Christopher U. Meduri, M.D., an interventional cardiologist, is a national primary investigator for the REPRISE IV clinical trial, which is designed to evaluate the safety and effectiveness of the LOTUS Edge Valve System in patients who are considered at intermediate risk for surgical valve replacement. The device has U.S. Food and Drug Administration approval for high- or greater-risk patients.
The study is expected to enroll nearly 900 patients, with between 50 and 100 procedures performed at Piedmont Atlanta Hospital. Vivek Rajagopal, M.D., and James R. Kauten, M.D., program director of the Marcus Heart Valve Center, are also participating in the study, with Dr. Rajagopal serving as the local principal investigator.

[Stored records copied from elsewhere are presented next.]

PR #2238, opened 2026-05-20
add task solution

nikassafronovs:


src/App.tsx
```diff
@@ -1,26 +1,199 @@
...
+    }
   }
 
+  const clearCompleted = () => {
+    const completedTodos = todos.filter(todo => todo.completed);
+
+    completedTodos.forEach(todo => {
+      deleteTodo(todo.id);
+    });
+  };
```
etojeDenys: use Promise.all() here

src/App.tsx
```diff
@@ -1,26 +1,199 @@
...
+
+  const loadTodos = () => {
+    setLoading(true);
+
+    getTodos()
+      .then(setTodos)
+      .catch(() => {
+        setErrorMessage('Unable to load todos');
```
etojeDenys: create an enum for errors

src/components/TodoFooter.tsx
```diff
@@ -0,0 +1,82 @@
...
+            selected: filter === 'completed',
+          })}
+          data-cy="FilterLinkCompleted"
+          onClick={e => {
+            e.preventDefault();
+            setFilter('completed');
+          }}
+        >
+          Completed
+        </a>
```
etojeDenys: you can create an array with the required parameters and then map through it to create links and avoid code repetition

etojeDenys (changes requested):
good job, to improve:

1. after trying to remove several todos in a short period of time, the loader only appears on the last one that was pressed

brespect (changes requested):
Good progress, but you need to pass all tests

brespect (changes requested):
Also, you need to pass working DEMO LINk to the PR description

brespect (approved):
Lgtm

“We are very excited that the Marcus Heart Valve Center was the first to use the LOTUS Edge Valve System for patients who have bicuspid valve disease,” Dr. Meduri said. “We believe the device could become best-in-class for bicuspid valve disease. With the new implant technique, the pacemaker rate should be minimized.”
As a non-surgical alternative for these patients, often with complex anatomical challenges, the LOTUS Edge valve is delivered via a minimally invasive procedure to restore proper valve function. Dr. Meduri said the procedure lasts between 35 and 40 minutes.
The Boston Scientific LOTUS Edge valve is the only aortic valve approved by the FDA that is 100% repositionable, which enables physicians to precisely place the new valve into an optimal position in the heart; thereby helping to improve outcomes for the patient. The device features a braided valve frame and an adaptive seal that minimizes paravalvular regurgitation or leaking (PVL) by conforming to the patient’s native aortic valve.
The only effective treatment for aortic valve stenosis is to replace the aortic valve. Left untreated, severe aortic stenosis can eventually lead to heart failure, severe infection and even sudden death.
The aortic valve, which is located between the heart’s left ventricle and the aorta, typically has three leaflets that ideally function like a one-way door, allowing blood to flow into the aorta but not backwards into the left ventricle. Patients with bicuspid aortic valves have only two leaflets, which can make TAVR procedures more challenging. Aortic valve disease occurs when the valve does not open or close properly, causing patients with the condition to suffer from a variety of symptoms, including breathlessness, chest pain, fainting, palpitations and decline in activity level.